O resultado foi, segundo Astrid Barrio, um "castigo bastante claro ao governo de coligação" do PSOE e da Unidas Podemos, sobretudo, por causa de um "excesso de política identitária de esquerda", relacionada com questões de identidade de género ou a tipificação dos crimes sexuais, que reduziu penas de centenas de condenados por violação.

Estas são políticas e iniciativas associadas à ala Unidas Podemos do governo e geraram críticas dentro de setores do próprio PSOE, tendo uma "dupla dimensão, desmobilizam os seus e mobilizam os outros", explicou a professora da Universidade de Valência.

Outra questão que pesou no "castigo" ao governo foi, defendeu a politóloga, a "agenda catalã", resultado de pactos de Sánchez no parlamento com independentistas e que culminaram com mudanças no Código Penal, no início deste ano, que acabaram ou suavizaram crimes que tinham levado à prisão ou de que estavam acusados protagonistas da tentativa de independência da Catalunha em 2017.

Mais uma vez, este tema gerava críticas e discordância em setores do próprio PSOE.

Durante a campanha eleitoral das regionais e locais de domingo, Sánchez tentou focar o debate nos resultados da economia espanhola, sem êxito.

"Os dados da economia são bons, mas há também a perceção de que as famílias têm dificuldades em chegar ao fim do mês, que há inflação, que sobem as hipotecas. As pessoas não perderam o trabalho, mas são mais pobres", explicou ainda Astrid Barrio.

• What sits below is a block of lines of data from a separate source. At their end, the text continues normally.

PR #22967, opened 2023-12-22
sshtunnel: Add support for "ProxyCommand" [v5] 

stokito:
Maintainer: @nunojpg
Compile tested: master, VirtualBox 
Run tested: master, VirtualBox, TurrisOS. Both OpenSSH and Dropbear

Description:
The PR replaces #20163.

It turned out that instead of generation of a temp file we can use `procd_append_param command -o "ProxyCommand=$ProxyCommand"` that will make a trick with quoting.

The replacing of placeholders `%h` and `%p` is not needed because it's done by ssh client itself.

Additionally I made the code simpler and faster.

@lars18th please review

PR #22975, opened 2023-12-23
sshtunnel: Add support for "ProxyCommand" [v6]

stokito:
Maintainer: @nunojpg
Compile tested: master, VirtualBox
Run tested: master, VirtualBox, TurrisOS. Both OpenSSH and Dropbear

Description:
The PR replaces https://github.com/openwrt/packages/pull/22967.

It turned out that instead of generation of a temp file we can use procd_append_param command -o "ProxyCommand=$ProxyCommand" that will make a trick with quoting.

The replacing of placeholders %h and %p is not needed because it's done by ssh client itself.

Additionally I made the code simpler and faster.

I removed the line of @lars18th from config so now the PR doesn't have his code but only mine.

### DIFF
--- a/net/sshtunnel/Makefile
+++ b/net/sshtunnel/Makefile
@@ -9,7 +9,7 @@ include $(TOPDIR)/rules.mk
 
 PKG_NAME:=sshtunnel
 PKG_VERSION:=5
-PKG_RELEASE:=1
+PKG_RELEASE:=2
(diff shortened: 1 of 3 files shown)


nunojpg:
need to bump pkg release

stokito:
Added a commit with v5.2

nunojpg (approved):

stokito:
Thank you!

A vitória do PP nas eleições de domingo acabou por ter uma dimensão pouco esperada, porque as sondagens previam bastante igualdade entre esquerda e direita e "no fim caiu tudo para o lado do PP", que "conseguiu um poder muito hegemónico, apesar de depender do VOX", ainda de acordo com a politóloga.

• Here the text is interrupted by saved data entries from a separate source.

PR #22976, opened 2023-12-23
qemu: update to 8.2.0

vooon:
Maintainer: @yousong
Compile tested: x86_64, OpenWrt master (https://github.com/openwrt/openwrt/commit/713dc12960dd6146706a364905904b58d4d586d4)
Run tested: x86_64 host, KVM for qemu-x86_64-softmmu + Bios VM.

Description:
- Version updated to 8.2.0

### DIFF
--- a/utils/qemu/Makefile
+++ b/utils/qemu/Makefile
@@ -9,10 +9,10 @@
 include $(TOPDIR)/rules.mk
 
 PKG_NAME:=qemu
-PKG_VERSION:=8.1.2
+PKG_VERSION:=8.2.0
 PKG_RELEASE:=1
 PKG_SOURCE:=$(PKG_NAME)-$(PKG_VERSION).tar.xz
-PKG_HASH:=541526a764576eb494d2ff5ec46aeb253e62ea29035d1c23c0a8af4e6cd4f087
+PKG_HASH:=bf00d2fa12010df8b0ade93371def58e632cb32a6bfdc5f5a0ff8e6a1fb1bf32
 PKG_SOURCE_URL:=http://download.qemu.org/
 PKG_LICENSE:=GPL-2.0-only
 PKG_LICENSE_FILES:=LICENSE tcg/LICENSE
@@ -336,7 +336,6 @@ CONFIGURE_ARGS +=			\
 
 # accel
 CONFIGURE_ARGS +=			\
-	--disable-hax			\
 	--disable-hvf			\
 	--disable-whpx			\
 	--disable-xen			\
@@ -378,6 +377,7 @@ CONFIGURE_ARGS +=			\
 #
 CONFIGURE_ARGS +=			\
 	--audio-drv-list=''		\
+	--disable-af-xdp                \
 	--disable-attr			\
 	--disable-auth-pam		\
 	--disable-brlapi		\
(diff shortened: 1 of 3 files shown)


utils/qemu/Makefile
```diff
@@ -378,6 +377,7 @@ CONFIGURE_ARGS +=			\
 #
 CONFIGURE_ARGS +=			\
 	--audio-drv-list=''		\
+	--disable-af-xdp                \
```
BKPepe, line 380: This is not said in the commit.

utils/qemu/Makefile
```diff
@@ -401,6 +401,7 @@ CONFIGURE_ARGS +=			\
 	--disable-libpmem		\
 	--disable-libssh		\
 	--$(if $(CONFIG_QEMU_DEV_USB),enable,disable)-libusb		\
+	--disable-libkeyutils           \
```
BKPepe, line 404: dtto

utils/qemu/Makefile
```diff
@@ -417,6 +418,7 @@ CONFIGURE_ARGS +=			\
 	--disable-qom-cast-debug	\
 	--disable-rbd			\
 	--disable-rdma			\
+	--disable-rutabaga-gfx          \
```
BKPepe, line 421: dtto

utils/qemu/Makefile
vooon: By defaul most of the fatures if disable in openwrt, so i decided to to enable feature we didn't use previosly.

utils/qemu/Makefile
vooon: Same as for new nic.

utils/qemu/Makefile
vooon: And again, we haven't use new graphics by default. Also as i know that more useful for the cloud, than wrt like single node appilcations.

vooon: @BKPepe also do you know that't is the sate of Rust libararies like libblkio or that rustabaga ones in the WRT?

utils/qemu/Makefile
1715173329: Okay so please mention it in your commit message like "disabled new options introduced in this version"

vooon: @1715173329 done.

1715173329 (approved):

utils/qemu/Makefile
1715173329: OpenWrt has rust toolchain, but these packages aren't added yet. You can create new Makefile for them.

vooon: @1715173329 thanks for the info. I'm not going to use features that requires that libraries, so i'm not the best candidate to maintain those packages.

vooon:
Fiendly ping @BKPepe @yousong @neheb

utils/qemu/Makefile
```diff
@@ -9,10 +9,10 @@
 include $(TOPDIR)/rules.mk
 
 PKG_NAME:=qemu
-PKG_VERSION:=8.1.2
+PKG_VERSION:=8.2.0
 PKG_RELEASE:=1
 PKG_SOURCE:=$(PKG_NAME)-$(PKG_VERSION).tar.xz
-PKG_HASH:=541526a764576eb494d2ff5ec46aeb253e62ea29035d1c23c0a8af4e6cd4f087
+PKG_HASH:=bf00d2fa12010df8b0ade93371def58e632cb32a6bfdc5f5a0ff8e6a1fb1bf32
 PKG_SOURCE_URL:=http://download.qemu.org/
```
dcousens, line 16:
```suggestion
PKG_SOURCE_URL:=https://download.qemu.org/
```
You could probably update this at the same time, it is easily checked by opening https://download.qemu.org/ in your browser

Igualmente ou mais surpreende foi a decisão de Sánchez de hoje de antecipar as legislativas nacionais, impondo um calendário apertado para a formação de listas e a preparação de nova campanha eleitoral.

A decisão foi surpreende, mas totalmente de acordo com o perfil do primeiro-ministro espanhol.

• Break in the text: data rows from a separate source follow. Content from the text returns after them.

PR #22989, opened 2023-12-25
wifischedule: respect global enable during startup

raenye:
(combined into #22974)

### DIFF
--- a/net/wifischedule/net/usr/bin/wifi_schedule.sh
+++ b/net/wifischedule/net/usr/bin/wifi_schedule.sh
@@ -277,14 +277,17 @@ _should_wifi_enabled()
 startup()
 {
     _log "startup"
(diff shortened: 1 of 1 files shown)


BKPepe:
You need to bump ``PKG_RELEASE`` in the Makefile.

raenye:
Thanks @BKPepe, I'm just not sure how to deal with two concurrent PRs to the same package.

Maybe I should submit a single PR for both changes? (fix the two related bugs together)

1715173329:
> Thanks @BKPepe, I'm just not sure how to deal with two concurrent PRs to the same package (the other is #22974).
> 
> Maybe I should submit a single PR for both changes? (fix the two related bugs together)

Yes, to the same package, it's okay.

raenye:
Done; please see #22974.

"Estamos habituados a que faça coisas bastante inverosímeis e costumam sair-lhe bem. É muito ousado e realmente esta decisão ajusta-se ao perfil e até se supera. Desta vez, superou-se, porque convocar hoje eleições para 23 de julho é realmente algo muito, muito insólito", afirmou Astrid Barrio.

Sánchez chegou pela primeira vez à liderança do governo sem passar por eleições, ao conseguir fazer aprovar no parlamento uma moção de censura a um executivo do PP.

Nunca outra moção de censura, antes ou depois, foi aprovada pelo parlamento de Espanha e Sánchez tornou-se primeiro-ministro em 2018 depois de o PSOE ter tido os piores resultados da sua história em eleições em 2015 e 2016.

Já no cargo, antecipou por diversas vezes eleições, até formar o governo de coligação com a Unidas Podemos que tomou posse no início de 2020 e que foi viabilizado, no parlamento, por partidos independentistas e nacionalistas bascos e catalães, entre outras forças de âmbito regional.

O primeiro governo de coligação de Espanha manteve-se até agora no poder, depois de ter gerido a pandemia de covid-19 e apesar das divisões por causa da ajuda militar à Ucrânia.